I feel the tears start, just as I feel the chasm between us beginning to grow.

“I didn’t see it wrong.”

And, worst of all, it’s my fault.

“I would have known,” he insists, his voice hard. “You know that. I see shit, Daph, whether I want to or not. If he was going to die, I would have known.”

“Maybe not. Maybe you’re too close to him. Maybe he worked a spell and blocked you so you wouldn’t stop him.”

“This is bullshit.” Jack’s chin trembles, and I want to rush to him and wrap my arms around him.

But I know I’m not welcome.

“I’m so sorry, Jackson. So, so sorry.”

“It’s a lie. It’s a hateful lie. Why would you say this to me, Daphne? If you want to end it, just say so. You don’t have to run me off like this. Put this kind of bullshit in my head.”

I shake my head in denial. “I wouldn’t do that to you. I love you too much. This is killing me, Jack.”

“Love?” He laughs—a humorless, horrible sound. “This isn’t love. It’s cruel.”

I can’t look at him. I can’t watch the change unfolding right in front of my eyes.

I turn my back to him and cross my arms over my chest, suddenly feeling so cold, it’s like I’ll never be warm again.

“I promise you, it’s not a lie. And I’m not trying to hurt you. You have the right to know what really happened.”

“I want no part of this.” His voice is low and ragged as he breathes hard with anger and grief. “I can’t do this, Daphne.”

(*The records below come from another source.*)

PR #5035, opened 2019-08-19
Add Impressions tracking link to READMEs

g2vinay:


sdk/storage/microsoft-azure-storage-blob/README.md
```diff
@@ -186,3 +186,5 @@ When sending pull requests, please send non-breaking PRs to the dev branch and b
 * [Azure Storage Service](http://azure.microsoft.com/en-us/documentation/services/storage/)
 * [Azure Storage Team Blog](http://blogs.msdn.com/b/windowsazurestorage/)
 * [Javadoc](http://azure.github.io/azure-storage-java/)
+
+![Impressions](https://azure-sdk-impressions.azurewebsites.net/api/impressions/azure-sdk-for-java/sdk/storage/microsoft-azure-storage-blob/README.png)
```
alzimmermsft: Do we want to add this for track 1 libraries?

alzimmermsft:
Looks like build is failing due to the Analyze step due to the azure-storage-file README missing `* Azure .+ client library for Java`

g2vinay:
> Looks like build is failing due to the Analyze step due to the azure-storage-file README missing * Azure .+ client library for Java

Looks like a false positive, because the header exists.
I'll revert the changes to file and introduce again,

scbedd:
> > Looks like build is failing due to the Analyze step due to the azure-storage-file README missing * Azure .+ client library for Java
> 
> Looks like a false positive, because the header exists.
> I'll revert the changes to file and introduce again,

A false positive because the header exists? It's a regex....

`# Azure File client library for Java`

against regex:

`Azure .+ client library for Java`

...is failing. BOM maybe? There is a known issue with that right now.

sdk/storage/microsoft-azure-storage-blob/README.md
g2vinay: Most of the Track 1 libraries have this already, but they need some correction.
Will tackle Track 1 links in a separate PR.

I glance into the mirror across the room and watch as Jack gives me one last look, our eyes meeting in the reflective glass for a moment. And then he turns and walks away.

The door closes, and his footsteps fade down the steps.

I hang my head in my hands and let the tears come. Goddess, it hurts. It feels like my heart will never mend.

When I brush the tears away and look up again, I catch my reflection in the mirror—and stop cold.

I have no eyes.

Chapter One

Jackson

“What’s on your plate today?”

I glance over as Oliver joins me on his screened-in porch, a steaming mug of coffee in his hand. He sits in the cushioned seat next to me and takes a sip.

“I have to go see Daphne today.”

He’s quiet for a moment as he watches butterflies and bumblebees flitting around his garden. Oliver is the closest thing to a father I’ve had since my parents died. He’s my godfather. He was my dad’s best friend and has been a part of my life since the day I was born.

I trust few people more than I do Oliver.

And it shames me that I’ve stayed away for as long as I have. I should have come home to New Orleans more often. I should have checked in with him—made more of an effort.

“You were angry,” he says softly and then turns those wise brown eyes to me.

“Reading my mind again?” I sigh and sip the last of my coffee. “Yeah. I was angry.”

“I don’t feel the anger in you as much.”

I shake my head. “Worry. I’m worried now. And ready to do what needs to be done to be with Daphne.”

“Won’t be easy.”

I slide my gaze his way, studying the gray that slipped into his dark hair while I was gone. He has a few more wrinkles in his dark skin, and he moves a little slower than he used to.

And being with him makes me more comfortable than I’ve felt in years.

“If it were easy, it wouldn’t be worth it.” I set down my mug and lean forward, resting my elbows on my knees. “You know what’s coming.”

“I do,” he agrees. “Doesn’t matter what I know—or what anyone else knows for that matter. It’s what you’re going to do about it. What the six of you are gonna do.”